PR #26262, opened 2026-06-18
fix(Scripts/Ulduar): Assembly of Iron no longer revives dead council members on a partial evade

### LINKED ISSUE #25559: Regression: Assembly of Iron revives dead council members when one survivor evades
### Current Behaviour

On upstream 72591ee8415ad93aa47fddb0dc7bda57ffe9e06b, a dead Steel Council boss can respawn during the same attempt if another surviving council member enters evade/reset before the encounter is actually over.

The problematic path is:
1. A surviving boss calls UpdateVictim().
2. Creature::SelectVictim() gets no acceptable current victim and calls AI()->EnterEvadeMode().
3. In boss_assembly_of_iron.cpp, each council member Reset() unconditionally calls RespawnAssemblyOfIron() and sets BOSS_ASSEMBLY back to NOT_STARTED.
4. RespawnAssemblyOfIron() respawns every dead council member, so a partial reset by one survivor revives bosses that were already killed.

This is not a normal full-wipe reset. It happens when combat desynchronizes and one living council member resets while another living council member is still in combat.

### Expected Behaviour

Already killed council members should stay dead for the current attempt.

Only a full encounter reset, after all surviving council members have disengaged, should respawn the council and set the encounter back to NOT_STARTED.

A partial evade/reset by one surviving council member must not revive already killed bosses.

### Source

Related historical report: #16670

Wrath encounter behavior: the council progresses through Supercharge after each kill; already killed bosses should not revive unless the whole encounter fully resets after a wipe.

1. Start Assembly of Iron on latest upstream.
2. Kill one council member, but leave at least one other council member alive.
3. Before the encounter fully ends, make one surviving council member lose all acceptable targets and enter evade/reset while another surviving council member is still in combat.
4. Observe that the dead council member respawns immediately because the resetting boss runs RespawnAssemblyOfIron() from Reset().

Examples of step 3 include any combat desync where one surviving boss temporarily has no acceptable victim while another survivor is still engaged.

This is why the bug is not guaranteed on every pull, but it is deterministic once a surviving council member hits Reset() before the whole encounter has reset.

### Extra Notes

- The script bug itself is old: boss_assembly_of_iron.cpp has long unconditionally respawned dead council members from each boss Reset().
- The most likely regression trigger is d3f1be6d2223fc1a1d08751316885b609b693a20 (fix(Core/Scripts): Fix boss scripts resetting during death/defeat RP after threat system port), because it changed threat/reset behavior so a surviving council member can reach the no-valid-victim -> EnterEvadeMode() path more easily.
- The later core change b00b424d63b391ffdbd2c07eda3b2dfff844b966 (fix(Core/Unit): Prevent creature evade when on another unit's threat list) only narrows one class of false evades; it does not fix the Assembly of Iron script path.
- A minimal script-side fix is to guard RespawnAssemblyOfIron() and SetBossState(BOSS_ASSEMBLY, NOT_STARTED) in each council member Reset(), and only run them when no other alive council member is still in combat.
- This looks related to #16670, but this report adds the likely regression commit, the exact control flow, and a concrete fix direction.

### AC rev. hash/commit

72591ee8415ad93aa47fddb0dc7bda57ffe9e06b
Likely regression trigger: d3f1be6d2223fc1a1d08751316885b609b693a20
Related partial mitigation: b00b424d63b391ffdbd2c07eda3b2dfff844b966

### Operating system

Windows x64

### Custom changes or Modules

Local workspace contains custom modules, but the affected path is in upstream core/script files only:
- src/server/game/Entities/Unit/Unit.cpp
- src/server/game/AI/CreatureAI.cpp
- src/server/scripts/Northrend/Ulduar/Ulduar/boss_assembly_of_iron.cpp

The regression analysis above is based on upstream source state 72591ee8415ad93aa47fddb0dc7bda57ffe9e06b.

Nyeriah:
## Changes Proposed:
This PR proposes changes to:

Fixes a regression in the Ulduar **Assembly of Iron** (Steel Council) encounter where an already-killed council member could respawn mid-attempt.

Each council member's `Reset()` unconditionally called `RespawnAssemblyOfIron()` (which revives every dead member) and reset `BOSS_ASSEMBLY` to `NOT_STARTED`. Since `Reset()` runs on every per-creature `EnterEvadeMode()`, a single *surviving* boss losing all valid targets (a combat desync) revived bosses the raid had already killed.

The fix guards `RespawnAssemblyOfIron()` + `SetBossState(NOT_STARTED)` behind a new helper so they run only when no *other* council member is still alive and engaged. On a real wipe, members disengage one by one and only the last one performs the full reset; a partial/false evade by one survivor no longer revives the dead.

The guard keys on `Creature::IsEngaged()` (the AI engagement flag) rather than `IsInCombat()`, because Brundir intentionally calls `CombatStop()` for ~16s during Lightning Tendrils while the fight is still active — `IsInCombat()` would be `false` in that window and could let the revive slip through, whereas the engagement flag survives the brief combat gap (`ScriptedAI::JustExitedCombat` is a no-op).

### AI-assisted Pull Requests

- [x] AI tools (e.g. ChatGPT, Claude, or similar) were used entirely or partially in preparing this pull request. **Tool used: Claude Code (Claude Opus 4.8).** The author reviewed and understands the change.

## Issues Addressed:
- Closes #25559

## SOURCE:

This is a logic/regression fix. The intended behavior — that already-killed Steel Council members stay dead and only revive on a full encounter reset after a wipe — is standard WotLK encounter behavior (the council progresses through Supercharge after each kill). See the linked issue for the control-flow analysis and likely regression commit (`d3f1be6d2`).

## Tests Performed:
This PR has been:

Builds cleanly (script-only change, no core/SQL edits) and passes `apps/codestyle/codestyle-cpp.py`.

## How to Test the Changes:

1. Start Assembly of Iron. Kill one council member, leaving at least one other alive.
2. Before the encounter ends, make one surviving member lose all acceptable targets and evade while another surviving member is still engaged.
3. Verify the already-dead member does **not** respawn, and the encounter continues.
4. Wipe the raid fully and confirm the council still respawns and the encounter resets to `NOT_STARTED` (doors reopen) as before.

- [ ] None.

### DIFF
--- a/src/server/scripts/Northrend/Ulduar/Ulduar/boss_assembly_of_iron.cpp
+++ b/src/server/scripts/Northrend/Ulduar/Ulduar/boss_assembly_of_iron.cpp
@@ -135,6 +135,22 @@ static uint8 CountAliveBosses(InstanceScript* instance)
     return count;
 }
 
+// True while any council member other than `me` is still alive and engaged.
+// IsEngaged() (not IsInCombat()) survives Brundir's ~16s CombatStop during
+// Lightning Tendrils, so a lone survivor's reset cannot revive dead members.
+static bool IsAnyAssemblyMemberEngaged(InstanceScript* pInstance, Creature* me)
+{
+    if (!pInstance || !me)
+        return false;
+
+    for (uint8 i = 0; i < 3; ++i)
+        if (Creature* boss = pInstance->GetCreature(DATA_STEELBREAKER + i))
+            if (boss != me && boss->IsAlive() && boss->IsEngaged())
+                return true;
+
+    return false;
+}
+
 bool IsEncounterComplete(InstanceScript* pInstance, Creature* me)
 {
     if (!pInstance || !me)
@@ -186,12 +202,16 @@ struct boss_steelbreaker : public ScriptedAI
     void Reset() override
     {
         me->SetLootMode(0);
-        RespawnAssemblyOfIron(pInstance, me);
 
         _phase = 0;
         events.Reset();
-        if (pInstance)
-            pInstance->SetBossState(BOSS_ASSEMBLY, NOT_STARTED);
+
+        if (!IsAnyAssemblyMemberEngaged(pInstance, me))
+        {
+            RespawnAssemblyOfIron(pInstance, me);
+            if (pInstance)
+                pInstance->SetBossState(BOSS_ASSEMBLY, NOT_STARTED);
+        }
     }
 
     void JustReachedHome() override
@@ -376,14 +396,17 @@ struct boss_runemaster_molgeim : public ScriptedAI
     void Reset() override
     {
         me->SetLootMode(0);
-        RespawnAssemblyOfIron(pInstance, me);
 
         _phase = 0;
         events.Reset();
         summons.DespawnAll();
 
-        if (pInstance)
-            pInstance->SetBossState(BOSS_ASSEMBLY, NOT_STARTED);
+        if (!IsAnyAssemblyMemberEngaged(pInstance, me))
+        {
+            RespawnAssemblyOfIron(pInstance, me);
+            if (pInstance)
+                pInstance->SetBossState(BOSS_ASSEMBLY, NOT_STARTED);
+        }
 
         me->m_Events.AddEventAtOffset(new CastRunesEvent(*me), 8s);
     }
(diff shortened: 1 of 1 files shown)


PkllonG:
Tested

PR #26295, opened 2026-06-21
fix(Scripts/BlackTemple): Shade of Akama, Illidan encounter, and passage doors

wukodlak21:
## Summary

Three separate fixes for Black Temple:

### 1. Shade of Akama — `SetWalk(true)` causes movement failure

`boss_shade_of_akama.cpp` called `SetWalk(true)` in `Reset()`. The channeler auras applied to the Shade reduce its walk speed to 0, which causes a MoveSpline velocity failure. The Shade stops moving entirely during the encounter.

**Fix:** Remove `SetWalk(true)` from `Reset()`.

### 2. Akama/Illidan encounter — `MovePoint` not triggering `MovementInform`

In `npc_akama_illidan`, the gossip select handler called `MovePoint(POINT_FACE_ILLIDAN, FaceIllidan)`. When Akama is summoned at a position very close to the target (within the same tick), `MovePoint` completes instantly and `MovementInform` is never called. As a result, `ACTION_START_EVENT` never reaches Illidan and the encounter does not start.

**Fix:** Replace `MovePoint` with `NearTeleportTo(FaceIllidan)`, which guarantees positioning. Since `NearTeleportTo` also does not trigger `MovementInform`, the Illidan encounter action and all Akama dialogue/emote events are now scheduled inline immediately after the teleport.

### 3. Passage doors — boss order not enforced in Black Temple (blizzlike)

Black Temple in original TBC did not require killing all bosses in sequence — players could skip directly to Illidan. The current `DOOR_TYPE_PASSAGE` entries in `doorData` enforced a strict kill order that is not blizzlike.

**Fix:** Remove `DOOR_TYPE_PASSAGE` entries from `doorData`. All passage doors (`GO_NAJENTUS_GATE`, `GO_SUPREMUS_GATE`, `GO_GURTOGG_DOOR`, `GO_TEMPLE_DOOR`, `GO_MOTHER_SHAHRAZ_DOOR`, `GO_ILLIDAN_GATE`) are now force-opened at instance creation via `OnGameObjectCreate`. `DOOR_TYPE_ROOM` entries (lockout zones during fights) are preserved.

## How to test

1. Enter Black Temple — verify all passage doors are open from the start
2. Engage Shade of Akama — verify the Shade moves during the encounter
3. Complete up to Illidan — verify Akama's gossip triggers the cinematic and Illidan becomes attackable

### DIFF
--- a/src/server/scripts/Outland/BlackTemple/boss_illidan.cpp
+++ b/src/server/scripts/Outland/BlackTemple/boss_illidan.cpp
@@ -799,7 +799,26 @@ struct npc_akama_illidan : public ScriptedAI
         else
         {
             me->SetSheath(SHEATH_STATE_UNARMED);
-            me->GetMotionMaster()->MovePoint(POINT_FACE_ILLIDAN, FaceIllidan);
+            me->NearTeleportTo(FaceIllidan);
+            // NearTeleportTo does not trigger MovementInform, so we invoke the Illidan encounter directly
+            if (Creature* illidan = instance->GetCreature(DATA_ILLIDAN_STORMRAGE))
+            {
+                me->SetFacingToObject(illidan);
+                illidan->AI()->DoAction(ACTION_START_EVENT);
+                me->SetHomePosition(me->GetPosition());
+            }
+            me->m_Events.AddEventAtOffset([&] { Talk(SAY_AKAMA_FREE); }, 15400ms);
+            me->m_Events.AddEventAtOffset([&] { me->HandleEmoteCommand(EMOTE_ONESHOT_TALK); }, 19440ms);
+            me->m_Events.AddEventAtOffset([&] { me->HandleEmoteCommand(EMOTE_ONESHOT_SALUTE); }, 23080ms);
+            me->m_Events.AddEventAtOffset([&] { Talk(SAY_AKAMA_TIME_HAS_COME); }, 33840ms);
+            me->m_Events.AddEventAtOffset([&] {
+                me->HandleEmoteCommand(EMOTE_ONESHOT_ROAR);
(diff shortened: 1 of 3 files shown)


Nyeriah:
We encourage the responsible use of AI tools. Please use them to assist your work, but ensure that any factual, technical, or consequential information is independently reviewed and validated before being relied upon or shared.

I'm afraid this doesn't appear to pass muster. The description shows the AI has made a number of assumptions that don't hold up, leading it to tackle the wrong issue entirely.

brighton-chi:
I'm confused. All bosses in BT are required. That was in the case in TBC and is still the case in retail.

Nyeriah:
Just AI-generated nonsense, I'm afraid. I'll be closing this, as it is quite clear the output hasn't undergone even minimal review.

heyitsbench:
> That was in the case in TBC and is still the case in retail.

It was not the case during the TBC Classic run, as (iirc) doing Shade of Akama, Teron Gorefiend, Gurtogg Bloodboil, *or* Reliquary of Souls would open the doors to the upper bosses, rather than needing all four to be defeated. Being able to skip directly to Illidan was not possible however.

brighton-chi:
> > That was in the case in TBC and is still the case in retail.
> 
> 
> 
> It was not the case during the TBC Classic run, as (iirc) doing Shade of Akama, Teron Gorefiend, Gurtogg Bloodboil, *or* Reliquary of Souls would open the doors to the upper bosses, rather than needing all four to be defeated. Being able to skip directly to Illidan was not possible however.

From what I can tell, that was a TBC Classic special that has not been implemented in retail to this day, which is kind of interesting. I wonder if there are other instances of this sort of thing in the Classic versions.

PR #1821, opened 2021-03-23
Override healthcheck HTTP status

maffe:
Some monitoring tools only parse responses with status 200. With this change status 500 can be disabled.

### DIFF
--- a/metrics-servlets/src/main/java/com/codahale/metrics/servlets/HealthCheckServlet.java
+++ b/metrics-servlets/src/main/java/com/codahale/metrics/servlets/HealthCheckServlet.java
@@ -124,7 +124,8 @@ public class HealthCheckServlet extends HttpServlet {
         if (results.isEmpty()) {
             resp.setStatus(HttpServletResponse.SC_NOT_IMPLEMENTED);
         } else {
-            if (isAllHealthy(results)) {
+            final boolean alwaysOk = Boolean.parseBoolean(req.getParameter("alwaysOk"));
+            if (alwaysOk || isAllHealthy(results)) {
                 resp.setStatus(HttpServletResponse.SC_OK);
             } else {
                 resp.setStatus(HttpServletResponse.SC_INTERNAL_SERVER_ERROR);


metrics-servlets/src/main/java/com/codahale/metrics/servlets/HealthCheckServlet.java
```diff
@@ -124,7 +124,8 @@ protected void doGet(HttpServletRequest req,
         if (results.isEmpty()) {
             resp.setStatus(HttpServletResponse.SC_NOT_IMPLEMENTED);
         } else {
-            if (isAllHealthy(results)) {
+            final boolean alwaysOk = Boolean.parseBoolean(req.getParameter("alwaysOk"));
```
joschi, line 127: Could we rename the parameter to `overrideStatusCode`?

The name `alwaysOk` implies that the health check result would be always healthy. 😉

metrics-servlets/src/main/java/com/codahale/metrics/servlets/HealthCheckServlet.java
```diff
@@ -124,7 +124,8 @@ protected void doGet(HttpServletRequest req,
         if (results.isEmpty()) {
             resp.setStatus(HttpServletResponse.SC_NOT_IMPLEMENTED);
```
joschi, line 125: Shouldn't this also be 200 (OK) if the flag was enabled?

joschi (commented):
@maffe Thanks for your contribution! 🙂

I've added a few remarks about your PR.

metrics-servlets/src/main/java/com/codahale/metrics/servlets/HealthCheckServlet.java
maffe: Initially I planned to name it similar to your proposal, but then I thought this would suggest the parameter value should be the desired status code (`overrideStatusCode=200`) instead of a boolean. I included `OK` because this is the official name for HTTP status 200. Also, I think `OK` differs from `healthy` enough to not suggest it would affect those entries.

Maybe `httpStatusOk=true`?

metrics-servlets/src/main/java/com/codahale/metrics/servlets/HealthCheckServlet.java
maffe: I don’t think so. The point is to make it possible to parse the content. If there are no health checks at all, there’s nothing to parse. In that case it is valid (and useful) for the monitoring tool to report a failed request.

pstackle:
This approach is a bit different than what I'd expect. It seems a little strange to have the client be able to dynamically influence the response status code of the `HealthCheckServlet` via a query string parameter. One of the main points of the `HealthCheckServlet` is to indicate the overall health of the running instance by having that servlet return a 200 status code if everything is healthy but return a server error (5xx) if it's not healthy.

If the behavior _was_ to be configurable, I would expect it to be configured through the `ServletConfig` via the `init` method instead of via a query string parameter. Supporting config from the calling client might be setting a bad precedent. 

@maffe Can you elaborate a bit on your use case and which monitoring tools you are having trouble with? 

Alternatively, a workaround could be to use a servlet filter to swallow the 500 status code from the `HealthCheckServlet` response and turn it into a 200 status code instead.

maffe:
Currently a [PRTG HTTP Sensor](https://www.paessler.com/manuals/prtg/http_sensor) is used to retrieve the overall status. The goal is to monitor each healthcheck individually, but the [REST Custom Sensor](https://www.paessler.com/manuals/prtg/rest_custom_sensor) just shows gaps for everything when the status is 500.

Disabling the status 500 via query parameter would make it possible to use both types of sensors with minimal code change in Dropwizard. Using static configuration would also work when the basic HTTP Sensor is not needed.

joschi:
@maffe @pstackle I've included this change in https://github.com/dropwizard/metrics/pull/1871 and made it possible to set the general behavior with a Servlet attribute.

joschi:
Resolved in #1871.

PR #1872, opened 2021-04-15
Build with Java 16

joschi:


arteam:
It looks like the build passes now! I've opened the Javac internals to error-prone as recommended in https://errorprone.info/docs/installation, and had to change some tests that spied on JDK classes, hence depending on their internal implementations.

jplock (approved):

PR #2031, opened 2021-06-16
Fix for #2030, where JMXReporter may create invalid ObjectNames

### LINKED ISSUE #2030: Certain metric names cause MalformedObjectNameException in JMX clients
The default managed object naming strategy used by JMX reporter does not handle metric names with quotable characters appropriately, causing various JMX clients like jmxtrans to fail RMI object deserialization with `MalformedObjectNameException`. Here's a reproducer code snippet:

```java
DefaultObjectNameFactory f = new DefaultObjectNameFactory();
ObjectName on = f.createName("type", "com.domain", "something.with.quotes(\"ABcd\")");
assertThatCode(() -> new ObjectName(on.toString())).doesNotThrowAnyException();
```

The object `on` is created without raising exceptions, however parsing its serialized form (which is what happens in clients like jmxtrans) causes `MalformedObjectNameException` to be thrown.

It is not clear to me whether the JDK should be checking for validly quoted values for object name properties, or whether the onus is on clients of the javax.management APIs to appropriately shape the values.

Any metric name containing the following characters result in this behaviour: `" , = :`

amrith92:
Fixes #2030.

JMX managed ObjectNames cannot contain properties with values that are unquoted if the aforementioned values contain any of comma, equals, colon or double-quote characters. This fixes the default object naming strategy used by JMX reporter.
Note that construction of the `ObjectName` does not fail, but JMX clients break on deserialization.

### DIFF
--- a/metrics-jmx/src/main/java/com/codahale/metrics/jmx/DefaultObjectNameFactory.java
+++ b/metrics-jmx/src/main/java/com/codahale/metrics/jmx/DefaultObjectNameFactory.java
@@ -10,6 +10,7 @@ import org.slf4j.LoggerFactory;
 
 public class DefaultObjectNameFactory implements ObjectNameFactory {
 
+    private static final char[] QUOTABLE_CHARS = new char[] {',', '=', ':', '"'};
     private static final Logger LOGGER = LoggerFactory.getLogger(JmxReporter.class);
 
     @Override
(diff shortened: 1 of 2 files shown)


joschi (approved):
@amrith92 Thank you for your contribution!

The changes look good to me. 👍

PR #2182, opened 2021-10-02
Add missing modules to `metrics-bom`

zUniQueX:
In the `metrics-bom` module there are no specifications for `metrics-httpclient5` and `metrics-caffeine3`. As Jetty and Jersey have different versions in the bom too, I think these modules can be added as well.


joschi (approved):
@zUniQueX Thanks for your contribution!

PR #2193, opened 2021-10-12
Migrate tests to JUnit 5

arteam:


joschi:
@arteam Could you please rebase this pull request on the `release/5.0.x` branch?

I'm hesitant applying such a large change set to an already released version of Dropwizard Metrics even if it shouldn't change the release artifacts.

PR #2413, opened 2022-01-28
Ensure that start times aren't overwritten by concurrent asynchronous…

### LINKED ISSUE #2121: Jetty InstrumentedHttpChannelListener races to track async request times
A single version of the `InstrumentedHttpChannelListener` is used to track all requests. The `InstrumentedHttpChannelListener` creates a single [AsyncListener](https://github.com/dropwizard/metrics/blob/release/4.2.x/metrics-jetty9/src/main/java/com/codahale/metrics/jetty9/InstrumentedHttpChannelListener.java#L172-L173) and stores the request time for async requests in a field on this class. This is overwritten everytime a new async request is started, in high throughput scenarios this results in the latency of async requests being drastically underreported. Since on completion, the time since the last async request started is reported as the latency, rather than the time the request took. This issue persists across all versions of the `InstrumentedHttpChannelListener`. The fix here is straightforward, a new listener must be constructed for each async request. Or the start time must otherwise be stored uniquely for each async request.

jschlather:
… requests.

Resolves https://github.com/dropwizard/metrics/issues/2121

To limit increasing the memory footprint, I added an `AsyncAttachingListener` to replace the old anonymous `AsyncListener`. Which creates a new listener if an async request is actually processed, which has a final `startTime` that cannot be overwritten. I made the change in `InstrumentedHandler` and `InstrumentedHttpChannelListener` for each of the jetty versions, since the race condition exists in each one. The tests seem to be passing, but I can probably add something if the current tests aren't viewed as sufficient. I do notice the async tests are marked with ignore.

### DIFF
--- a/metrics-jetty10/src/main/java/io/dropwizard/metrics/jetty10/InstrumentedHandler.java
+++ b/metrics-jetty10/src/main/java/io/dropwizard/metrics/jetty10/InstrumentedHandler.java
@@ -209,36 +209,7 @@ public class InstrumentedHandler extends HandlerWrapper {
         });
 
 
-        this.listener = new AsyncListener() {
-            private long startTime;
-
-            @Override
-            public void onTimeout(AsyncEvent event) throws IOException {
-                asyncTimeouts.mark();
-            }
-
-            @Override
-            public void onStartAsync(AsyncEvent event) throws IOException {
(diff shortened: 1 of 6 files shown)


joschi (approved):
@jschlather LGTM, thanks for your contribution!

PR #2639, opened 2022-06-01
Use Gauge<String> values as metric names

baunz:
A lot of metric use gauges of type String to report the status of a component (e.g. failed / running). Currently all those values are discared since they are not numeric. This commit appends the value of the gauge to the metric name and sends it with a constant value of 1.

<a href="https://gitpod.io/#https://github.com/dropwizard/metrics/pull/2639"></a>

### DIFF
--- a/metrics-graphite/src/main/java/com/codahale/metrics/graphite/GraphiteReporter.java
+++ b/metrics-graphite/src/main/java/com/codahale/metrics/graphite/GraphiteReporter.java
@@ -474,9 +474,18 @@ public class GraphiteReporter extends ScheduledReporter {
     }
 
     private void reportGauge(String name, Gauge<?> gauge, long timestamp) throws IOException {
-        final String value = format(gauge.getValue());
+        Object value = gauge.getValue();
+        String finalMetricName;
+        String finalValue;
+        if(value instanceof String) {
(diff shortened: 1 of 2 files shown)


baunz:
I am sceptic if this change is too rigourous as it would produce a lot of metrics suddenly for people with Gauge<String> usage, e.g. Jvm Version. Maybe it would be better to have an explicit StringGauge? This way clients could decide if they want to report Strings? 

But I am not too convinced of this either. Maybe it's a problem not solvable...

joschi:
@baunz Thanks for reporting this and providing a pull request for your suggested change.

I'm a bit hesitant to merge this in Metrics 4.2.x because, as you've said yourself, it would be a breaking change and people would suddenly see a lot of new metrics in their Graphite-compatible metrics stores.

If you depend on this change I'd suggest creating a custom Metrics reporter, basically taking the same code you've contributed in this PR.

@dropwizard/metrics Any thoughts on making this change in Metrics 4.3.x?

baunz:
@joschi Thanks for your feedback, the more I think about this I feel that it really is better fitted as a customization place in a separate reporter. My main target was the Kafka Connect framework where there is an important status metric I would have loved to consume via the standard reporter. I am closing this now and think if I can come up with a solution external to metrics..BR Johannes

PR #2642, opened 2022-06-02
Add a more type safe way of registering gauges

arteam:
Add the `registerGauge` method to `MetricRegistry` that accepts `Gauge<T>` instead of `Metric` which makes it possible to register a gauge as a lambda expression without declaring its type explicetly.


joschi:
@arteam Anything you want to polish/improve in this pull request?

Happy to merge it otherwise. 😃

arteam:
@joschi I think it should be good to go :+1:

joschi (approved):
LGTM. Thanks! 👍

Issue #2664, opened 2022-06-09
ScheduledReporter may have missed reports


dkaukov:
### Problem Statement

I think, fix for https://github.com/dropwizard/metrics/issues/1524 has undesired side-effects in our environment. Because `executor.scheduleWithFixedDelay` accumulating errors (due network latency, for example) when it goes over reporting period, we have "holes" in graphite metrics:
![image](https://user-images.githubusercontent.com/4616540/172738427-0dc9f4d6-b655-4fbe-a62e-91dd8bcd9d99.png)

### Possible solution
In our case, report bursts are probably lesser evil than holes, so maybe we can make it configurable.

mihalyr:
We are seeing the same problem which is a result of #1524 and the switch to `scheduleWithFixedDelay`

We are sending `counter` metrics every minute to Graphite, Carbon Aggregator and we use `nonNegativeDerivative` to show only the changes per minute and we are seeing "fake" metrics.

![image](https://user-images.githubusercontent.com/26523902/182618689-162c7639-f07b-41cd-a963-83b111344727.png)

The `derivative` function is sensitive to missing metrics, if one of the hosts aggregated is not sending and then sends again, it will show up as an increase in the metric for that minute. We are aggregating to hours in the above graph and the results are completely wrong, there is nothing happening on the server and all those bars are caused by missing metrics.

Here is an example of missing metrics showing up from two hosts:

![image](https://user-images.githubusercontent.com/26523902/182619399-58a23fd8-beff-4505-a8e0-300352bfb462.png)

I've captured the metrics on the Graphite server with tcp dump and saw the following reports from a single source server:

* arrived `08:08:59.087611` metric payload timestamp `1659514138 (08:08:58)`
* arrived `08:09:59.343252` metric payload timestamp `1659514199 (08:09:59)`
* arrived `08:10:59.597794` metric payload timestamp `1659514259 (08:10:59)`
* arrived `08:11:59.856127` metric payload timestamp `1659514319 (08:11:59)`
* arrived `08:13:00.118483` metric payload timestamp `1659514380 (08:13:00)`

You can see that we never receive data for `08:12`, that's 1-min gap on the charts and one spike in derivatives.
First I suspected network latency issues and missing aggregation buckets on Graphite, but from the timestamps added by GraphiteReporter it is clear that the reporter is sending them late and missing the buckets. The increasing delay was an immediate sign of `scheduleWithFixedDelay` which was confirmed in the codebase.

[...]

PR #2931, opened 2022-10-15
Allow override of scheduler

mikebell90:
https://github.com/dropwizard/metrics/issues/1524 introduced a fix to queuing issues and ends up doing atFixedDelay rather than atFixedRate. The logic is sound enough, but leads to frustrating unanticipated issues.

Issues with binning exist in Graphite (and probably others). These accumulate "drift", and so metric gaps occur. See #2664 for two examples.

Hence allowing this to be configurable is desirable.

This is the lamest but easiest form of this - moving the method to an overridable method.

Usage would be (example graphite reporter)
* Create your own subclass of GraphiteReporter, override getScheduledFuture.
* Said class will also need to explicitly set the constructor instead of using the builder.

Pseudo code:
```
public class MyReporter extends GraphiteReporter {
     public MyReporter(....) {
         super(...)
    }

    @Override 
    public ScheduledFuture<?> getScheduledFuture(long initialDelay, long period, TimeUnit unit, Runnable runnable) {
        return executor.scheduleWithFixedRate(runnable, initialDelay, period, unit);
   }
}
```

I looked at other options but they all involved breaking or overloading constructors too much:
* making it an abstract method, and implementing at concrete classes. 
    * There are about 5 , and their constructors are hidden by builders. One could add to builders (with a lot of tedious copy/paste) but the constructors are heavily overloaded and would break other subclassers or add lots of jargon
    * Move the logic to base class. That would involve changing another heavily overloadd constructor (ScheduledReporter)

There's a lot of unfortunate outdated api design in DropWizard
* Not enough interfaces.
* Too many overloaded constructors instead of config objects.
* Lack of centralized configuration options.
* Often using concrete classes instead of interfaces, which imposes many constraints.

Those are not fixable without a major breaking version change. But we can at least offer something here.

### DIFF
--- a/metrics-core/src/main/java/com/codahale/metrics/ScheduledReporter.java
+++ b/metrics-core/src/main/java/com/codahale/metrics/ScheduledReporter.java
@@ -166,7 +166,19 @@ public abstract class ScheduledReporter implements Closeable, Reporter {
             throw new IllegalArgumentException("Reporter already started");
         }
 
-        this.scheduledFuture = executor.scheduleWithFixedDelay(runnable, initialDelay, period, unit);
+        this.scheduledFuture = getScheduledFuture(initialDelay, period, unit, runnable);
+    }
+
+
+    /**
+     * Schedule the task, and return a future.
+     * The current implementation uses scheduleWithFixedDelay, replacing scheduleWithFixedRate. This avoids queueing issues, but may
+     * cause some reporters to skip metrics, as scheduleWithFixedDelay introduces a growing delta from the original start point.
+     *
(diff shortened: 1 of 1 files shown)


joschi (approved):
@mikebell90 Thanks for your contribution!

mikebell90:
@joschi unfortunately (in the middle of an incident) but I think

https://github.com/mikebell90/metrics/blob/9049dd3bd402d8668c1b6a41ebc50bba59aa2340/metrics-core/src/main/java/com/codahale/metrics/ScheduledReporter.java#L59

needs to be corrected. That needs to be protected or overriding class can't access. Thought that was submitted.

* Task directions:
Extract from the data every line where "Shade" shows up.

* Task result:
fix(Scripts/BlackTemple): Shade of Akama, Illidan encounter, and passage doors
### 1. Shade of Akama — `SetWalk(true)` causes movement failure
`boss_shade_of_akama.cpp` called `SetWalk(true)` in `Reset()`. The channeler auras applied to the Shade reduce its walk speed to 0, which causes a MoveSpline velocity failure. The Shade stops moving entirely during the encounter.
2. Engage Shade of Akama — verify the Shade moves during the encounter
It was not the case during the TBC Classic run, as (iirc) doing Shade of Akama, Teron Gorefiend, Gurtogg Bloodboil, *or* Reliquary of Souls would open the doors to the upper bosses, rather than needing all four to be defeated. Being able to skip directly to Illidan was not possible however.
> It was not the case during the TBC Classic run, as (iirc) doing Shade of Akama, Teron Gorefiend, Gurtogg Bloodboil, *or* Reliquary of Souls would open the doors to the upper bosses, rather than needing all four to be defeated. Being able to skip directly to Illidan was not possible however.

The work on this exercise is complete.